The recital closes with a raga by Ravi Shankar, played here on flute and marimba. A gentle and evocative opening, full of subtle shading of tone from Grauwels, gives way to flights of virtuosity as the raga picks up speed and intensity. Both artists obviously relish the chance to strut their stuff here and do so to great effect without losing sight of the music itself.

The rest of the program is more variable.

Lysight's Initiation shows its minimalist influences, especially in its rhythmic second movement. It is a tuneful piece, sensitively played, but is not especially memorable. Wilder's Flute and Bongos No.1 projects a confident energy and hints at cool jazz influences. Butterfly is short and sweet: a simple melody floated over vibraphone arpeggios. Simard plays Abe's marimba solo, Wind in the Bamboo Grove, with subtlety, creating an evocative picture. So far so good: the music is never less than pleasant and the performances are satisfying.

The marimba solo is followed by Migrating Monarchs, the first movement of Young's triptych, Ode to Nature. The composer making use of the full range of the bass flute and alto flutes and, again, the music is interesting without being remarkable. Disappointingly, Grauwels and Simard seem unable to really let the music swing as it should from 3:40. They play it just a little too straight.

Similar reservations apply to the performance of Arvo Pärt's Spiegel im Spiegel as arranged for alto flute and marimba. Perhaps my love of the original composition clouds my judgment, but Grauwels’ flute, though beautifully played, simply cannot create the long, singing lines of the original scoring for violin. The marimba also sounds too metronomic underneath. Each note of the arpeggio accompaniment registers separately on the ear rather than in pulsing groups of three. The piano's sustain pedal is sorely missed. The performance also feels slightly rushed. This piece works best when played with the title of another of Pärt’s compositions in mind: Festina Lente.

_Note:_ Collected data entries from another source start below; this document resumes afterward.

PR #3452, opened 2022-09-13
Remove webpack & babel

sidharthv96:
## :bookmark_tabs: Summary

Removes Webpack and Babel

Resolves #

Serves static files using express and removes all dependency on Webpack and Babel.

### :clipboard: Tasks

Make sure you


.esbuild/util.cjs
```diff
@@ -26,12 +26,14 @@ const buildOptions = (override = {}) => {
   };
 };
 
-const getOutFiles = (extension) => {
+const getEntryPoints = (extension) => {
   return {
     [`mermaid${extension}`]: 'src/mermaid.ts',
     [`diagramAPI${extension}`]: 'src/diagram-api/diagramAPI.ts',
```
aloisklink, line 32: Why is this `diagramAPI` separate?

(It's in commit https://github.com/mermaid-js/mermaid/commit/a87abc00c65de91ed417e25c5f81973673f21153, which isn't in this PR, so this might not be the best place to discuss this.)

It seems like it just makes the `dist/` folder twice as big (about 26 MB larger!).

.lintstagedrc.json
```diff
@@ -1,4 +1,5 @@
 {
   "src/docs/**": ["yarn docs:build --git"],
-  "*.{ts,js,json,html,md}": ["eslint --fix", "prettier --write"]
+  "*.{ts,js,json,html,md}": ["eslint --fix", "prettier --write"],
+  "*.jison": ["yarn lint:jison"]
```
aloisklink, line 4: :+1: Awesome! Thanks for adding this :)

demos/er.html
```diff
@@ -23,7 +23,7 @@
 CUSTOMER }|..|{ DELIVERY-ADDRESS : uses
     </pre>
 
-    <script src="./mermaid.js"></script>
+    <script src="./mermaid.esm.mjs" type="module"></script>
```
aloisklink, line 26: :+1:

aloisklink (approved):
Looks good to me!

Thanks for the `.jison` linting changes, and adding a test case for `<script src="./mermaid.esm.mjs" type="module"></script>`

This isn't in this PR, but I can't see a reason for https://github.com/mermaid-js/mermaid/commit/a87abc00c65de91ed417e25c5f81973673f21153, it just seems to make the `dist/` folder twice as large, so it's something we should try to avoid. Maybe it's worth discussing in the main ESBuild PR.

.esbuild/util.cjs
sidharthv96: That was requested by @knsv for splitting the diagrams out. We are still discussing the implementation details.
Let's continue the discussion in Esbuild 👍.

PR #2961, opened 2022-04-22
chore: fix e2e

Yash-Singh1:
## :bookmark_tabs: Summary
Fixes the e2e problems with the image snapshots and prevents double running workflows on PRs.

## :straight_ruler: Design Decisions
Describe the way your implementation works or what design decisions you made if applicable.

Moved to `cypress-plugin-snapshots` instead of the image snapshots plugin.

### :clipboard: Tasks
Make sure you
- [x] :book: have read the [contribution guidelines](https://github.com/mermaid-js/mermaid/blob/develop/CONTRIBUTING.md) 
- [x] :computer: have added unit/e2e tests (if appropriate) 
- [x] :bookmark: targeted `develop` branch

PR #3459, opened 2022-09-14
Update Cypress to v10 and fix E2E errors

aloisklink:
## :bookmark_tabs: Summary

A bunch of E2E tests have been failing under Cypress 9.7.0 due to SIGSEGV (Segmentation fault) errors. I'm guessing this is because Cypress is slowly losing compatibility with current web browsers.

Upgrading to Cypress v10.8.0 has fixed those SIGSEGV errors.

This upgrade has been attempted before, but @knsv reverted it to fix Applitools integration (see https://github.com/mermaid-js/mermaid/commit/dee9cfea85f6fb57577efcf0a5cbd407e28866bb).

I've tested it with own Applitools account, and it seems to work!

image

Additionally, I've got E2E and Applitools working in GitHub Actions (although it does have some issues, so it might not be worth keeping, see below).

I've also fixed every other currently failing e2e test, so that CI passes.
  - [test(e2e): fix failing xss9 test](https://github.com/mermaid-js/mermaid/commit/f05c790248b9e99261aed5ead359ab69d782505f)
    This just needed a small change to get Cypress to continue running, even if mermaid threw an exception.
  - [test(e2e): widen flowchart width to within 10%](https://github.com/mermaid-js/mermaid/commit/05b8a6e77f8d7311a98457418ca6fd0b64efe77d)
    Widen flowchart width acceptable values to within 10% of 300px. On my local environment, I'm getting 283px, which is 5.5% of 300px.
  - [text(e2e): give git tests consistent commit id](https://github.com/mermaid-js/mermaid/commit/a25c9a30d0fa51a5e84b499595489c9d495b14ae)
    (to prevent snapshots changing in-between runs)
  - [test(e2e): fix most arrowMarkerAbsolute tests](https://github.com/mermaid-js/mermaid/commit/6e7037bafd880966014fa21f0dc197357c00c8ee)
    The `.edgePath` class they were searching for no longer exists.

One test was broken due to a regression in flowchart (the `arrowMarkerAbsolute` config setting no longer does anything). **I've done a quick and ugly fix for `flowchart-v2`, but it's still broken in `flowchart`**, see [fix(flowchart-v2): fix arrowMarkerAbsolute=true](https://github.com/mermaid-js/mermaid/commit/595f7680e93b03c0454eb11efdb92cc52f4d27f7).

### Applitools Configuration

I've added Applitools to the `e2e` GitHub Actions CI and it works on my [`aloisklink/mermaid`](https://github.com/aloisklink/mermaid/tree/chore/update-cypress) repo.

**Issues:**
  - It relies on the `APPLITOOLS_API_KEY` GitHub Secret being set.
    This means that PRs from forks (like in this PR) will not use applitools, since GitHub prevents PRs from forks from accessing any GitHub Secret for security reasons.
  - Running this on every push might cause a bunch of unnecessary runs, which might be a bit slow/use up a lot of applitools credits. It might be worth changing this so it only runs on pushes and PRs to the `develop` branch.

### :clipboard: Tasks

Make sure you


knsv:
This is great!

Nice to finally to be able to use cypress 10 and not lagging behind. This is a really important part of our release process so it is worth getting right. We have had issues in the past where the quota has been blown away by PRs causing issues with the release flow!

It is good to have it running using actions to keep it consistent and not depending on you local computer.

**How and when to trigger the tests**
- Ideally we want this run on internal and external PRs
- We don't want to trigger on every dependabot PR, rather grouping it to be run after a batch of dependabots
- Is there a way to trigger this manually for select PRs?

@aloisklink Maybe we can start by having it run manually and add automatic steps in iterations. A no-brainer is to have it run when we branch to a release branch.

.github/workflows/e2e.yml
```diff
@@ -0,0 +1,61 @@
+name: E2E
+
+on: [push, pull_request]
```
knsv, line 3: @aloisklink Se my comment regarding when to trigger

.github/workflows/e2e.yml
```diff
@@ -0,0 +1,61 @@
...
+        run: yarn build
+
+      - if: ${{ env.USE_APPLI }}
+        name: Notify applitools of new batch
+        # Copied from docs https://applitools.com/docs/topics/integrations/github-integration-ci-setup.html
+        run: curl -L -d '' -X POST "$APPLITOOLS_SERVER_URL/api/externals/github/push?apiKey=$APPLITOOLS_API_KEY&CommitSha=$GITHUB_SHA&BranchName=${APPLITOOLS_BRANCH}$&ParentBranchName=$APPLITOOLS_PARENT_BRANCH"
+        env:
+          # e.g. mermaid-js/mermaid/my-branch
+          APPLITOOLS_BRANCH: ${{ github.repository }}/${{ github.ref_name }}
+          APPLITOOLS_PARENT_BRANCH: develop
```
knsv, line 46: I read this is at it creates a branch name from the github branch in question and compares this will the develop baseline?
This is good for all develop related comparisons but in the release flow we want to compare with last release baseline. This gives an extra layer of security as it is possible to falsly approve a snapshot in develop.

cypress/integration/rendering/gitGraph.spec.js
```diff
@@ -213,42 +213,43 @@ describe('Git Graph diagram', () => {
       `
       gitGraph
       checkout main
-      commit
+      %% Make sure to manually set the ID of all commits, for consistent visual tests
```
knsv, line 216: THANK YOU! @aloisklink 😄 This has been a nuisance when doing releases

src/diagram-api/diagram-orchestration.ts
```diff
@@ -275,11 +276,12 @@ export const addDiagrams = () => {
       renderer: flowRendererV2,
       styles: flowStyles,
       init: (cnf) => {
-        flowRenderer.setConf(cnf.flowchart);
         if (!cnf.flowchart) {
           cnf.flowchart = {};
         }
+        // TODO, broken as of 2022-09-14 (13809b50251845475e6dca65cc395761be38fbd2)
```
knsv, line 282: 👍 Will fix in another PR

aloisklink:
Hi @knsv, it looks like getting Applitools running on GitHub Actions will be a bit difficult.

How about I delete commit https://github.com/mermaid-js/mermaid/pull/3459/commits/dbbe95cc9925dc904855dd8e6f726d019564fa0b in this PR?

Instead, this PR's `e2e.yml` testing will just do generic Cypress tests on each PR/push (even dependabot PRs) **without** applitools. It won't have visual regression testing, but at least it will test if all the rendering tests pass!

Then I'll make another PR that adds `e2e-applitools.yml`, which will be a new action that we can run manually, so that we avoid using the applitools quota.

> - Ideally we want this run on internal and external PRs

This might be difficult for external PRs. The `workflow_dispatch` action that lets you do manual GitHub Actions only works for internal branches. I'll try to get the action setup for internal branches only first, then do some research on how this might be done.

> @aloisklink Maybe we can start by having it run manually and add automatic steps in iterations. A no-brainer is to have it run when we branch to a release branch. 

:+1: Sounds good to me :)

sidharthv96:
Do you think we can keep the screenshots in the repo and run local verification instead of relying on applitools for PRs?
We could still use applitools before release, but a test running for every PR would help both authors and maintainers. 

- https://github.com/mermaid-js/mermaid/pull/2961 might be related.

aloisklink:
> Do you think we can keep the screenshots in the repo and run local verification instead of relying on applitools for PRs?

Two issues I see with this:
  - The `cypress/snapshots` folder is about 8 MB on my PC. If we start updating those snapshots, the size of our git history will get larger and larger over time.
    We could use something like [Git LFS](https://git-lfs.github.com/), but the problem is:
      - you need to install Git LFS separately
      - GitHub charges for Git LFS bandwidth, so it get's expensive very quickly (I don't think it's free for open-source)
  - Local verification will throw a lot of tiny rendering differences.
     - Mermaid's default font is "trebuchet ms", which is a Microsoft owned font, so it might not be installed on many PCs.
https://github.com/mermaid-js/mermaid/blob/37eb0454fd2698b5bf6083bc6c75b179761a2b7a/src/defaultConfig.ts#L50
    - Apparently there are slight differences in how Apple Silicon (ARM) and Intel calculate shadows (https://github.com/americanexpress/jest-image-snapshot/issues/302)

.github/workflows/e2e.yml
aloisklink: I've deleted the commit adding Applitools to CI, and will create a new PR that adds a `e2e-applitool.yml` CI action.

The `e2e.yml` test now doesn't use Applitools, so it's fine to have it run on every push/PR, since GitHub Actions is currently completely free for open-source projects.

.github/workflows/e2e.yml
aloisklink: I've removed the Applitools CI action from this PR, and will fix this in another PR once I figure out the best way to manually trigger workflows.

sidharthv96:
> Mermaid's default font is "trebuchet ms", which is a Microsoft owned font, so it might not be installed on many PCs.

@knsv Not related to cypress, but shouldn't we change to a properly "open" font?

--- 

Another option is to run tests twice.
- Checkout develop
- Generate baseline
- Checkout branch
- Run tests

It'll take some CI time, but will make the lives of the maintainers easier.

aloisklink:
> Not related to cypress, but shouldn't we change to a properly "open" font?

It's not too big of a deal, since browsers will just fallback to other similar fonts.

If we do switch, we may want to use a webfont (I like [Atkinson Hyperlegible](https://fonts.google.com/specimen/Atkinson+Hyperlegible), since it's designed for people with low vision), since then everybody's browser will download the same font.

But then again, webfonts have issues with download speeds, offline browsers, and privacy concerns (if we use a CDN).

---

> Another option is to run tests twice.
> - Checkout develop
> - Generate baseline
> - Checkout branch
> - Run tests

I can't believe I didn't think of that! That's work pretty well. It will probably get a bit more complicated, since we'd also need a way to view the image differences, but I think that should just be uploading a `__diff_upload__` file (somebody started [cypress-image-snapshot-review-action](https://github.com/baruchiro/cypress-image-snapshot-review-action) last month, which is exactly what we need, but it's not yet finished).

sidharthv96:
We can store that as artifacts with a lifetime of 3-5days.
https://docs.github.com/en/actions/using-workflows/storing-workflow-data-as-artifacts

knsv:
You guys have been active in this discussion 👍

About the font, there is nothing special with Trebuchet other then that it is a web-safe font. Lets keep until there is an issue with it. In the cypress tests there should be a wider font. We had issues for a while in the beginning, with cut text in the boxes resulting from  the boxes being sized with a more narrow font than the one used in the final presentation. It is good to have that as a part of the automatic tests as worst case scenarios. 

I understand that by merging this we have the appli tools run manually for now. ✅ 

The problem with having baseline images compared between different environments are very real. Slight changes in antialiasing between for instance linux and mac causes issues. So the method of running the tests twice would work better than the other options. So I am in favour of that. 

We should document and strongly promote to use a similar process to the PR authors.
When creating a PR:
* start by generating a local baseline form develop
* add the changes
* run the e2e tests and have them ok before pushing the PR
This will ease some frustrations that will come from receiving a fail after 20+ minutes.

knsv:
So merge now and add the other stuff in next PR?

aloisklink:
> So merge now and add the other stuff in next PR?

Sounds good to me :+1: Since we're not adding the Applitools stuff in this PR, I think it's relatively low risk to merge now.

In the worst case scenario, we can always do a `git revert 625ec813b9459740320730b38cb94b5e1ccdeafe` to revert the Cypress v9 to v10 upgrade.

PR #3467, opened 2022-09-15
WIP: Remove webpack & babel

sidharthv96:
## :bookmark_tabs: Summary

Uses esbuild as the build and dev tool.

Uses express to serve multiple static dirs and proxy requests to iife and esm versions of esbuild.

### :clipboard: Tasks

Make sure you


.esbuild/util.cjs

At over seventy minutes of playing time, this disc represents good value for the flute fanatic. The general collector is less likely to want to play through the whole disc in one sitting, but may still enjoy hearing it in sections. As noted above, there are highlights, but not all of the music is of the same high quality, and the performances also vary, though to a lesser degree. The recorded sound is clear and well balanced, but needs to be played back at high volume.